FinTwitBERT is a language model specifically trained to understand and analyze financial conversations on Twitter. It's designed to pick up on the unique ways people talk about finance online, making it a valuable tool for anyone interested in financial trends and sentiments expressed through tweets.

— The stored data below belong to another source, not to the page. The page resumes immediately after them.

PR #981, opened 2024-03-19
Use raw strings to avoid illegal backslash warnings python 12

koen-vg:
I swear this will be the last of these small boring PRs for a little while, sorry for the barrage.

It seems like snakemake and the whole workflow now works fine with python 12, although it's up to condas mood whether python 11 or 12 is installed. But python 12 does complain about the current use of backslashes in strings in the Snakefile; marking the relevant strings as raw strings removes the warnings.

## Checklist


fneum (approved):

FabianHofmann:
@koen-vg improvements are always welcome, even when they are small

PR #993, opened 2024-03-26
Check if scenario file exists before attempting to load

koen-vg:
A very simple quality of life improvement. Useful when running the `create_scenarios` rule the first time.

When wishing to generate a new scenarios files (say, "scenarios2.yaml"), one could change the corresponding config option (`run/scenarios/file`) and run the `create_scenarios` rule. However, if say "scenarios2.yaml" doesn't exist yet, the `get_scenarios` function fails. An awkward solution is to first create "scenarios2.yaml" manually (and put in some mock scenarios, otherwise `scenarios.keys()` fails!), and then run `create_scenarios`. With this check, that's not necessary anymore.

## Checklist


FabianHofmann:
makes sense!

PR #1012, opened 2024-04-10
Write shapes to .nc-files

cpschau:
In addition to the .geojson-files that are stored in the resources-directory, the shape files are stored inside the pypsa.Network-object and consequently stored as .nc-files.


FabianHofmann:
replaced by #1013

Understanding financial markets can be challenging, especially when analyzing the vast amount of opinions and discussions on social media. FinTwitBERT is here to make sense of financial conversations on Twitter. It's a specialized tool that interprets the unique language and abbreviations used in financial tweets, helping users gain insights into market trends and sentiments.
This model was developed to fill a gap in traditional language processing tools, which often struggle with the shorthand and jargon found in financial tweets. Whether you're a financial professional, a market enthusiast, or someone curious about financial trends on social media, FinTwitBERT offers an easy-to-use solution to navigate and understand these discussions.
FinTwitBERT utilizes a diverse set of financial tweets for pre-training, including Taborda et al.'s Stock Market Tweets Data with over 940K tweets, and our dataset, Financial Tweets, with detailed statistics provided below.
For finetuning, we use several datasets, each offering varied sentiments in financial contexts. A collection of real-world, labeled datasets can be found on Huggingface. On top of that, we also created a synthetic dataset containing 1.43M tweets and corresponding sentiment labels. You can find that dataset here.
FinTwitBERT is based on FinBERT with added masks for user mentions (@USER
) and URLs ([URL]
). The model is pre-trained for 10 epochs with a focus on minimizing loss and applying early stopping to prevent overfitting.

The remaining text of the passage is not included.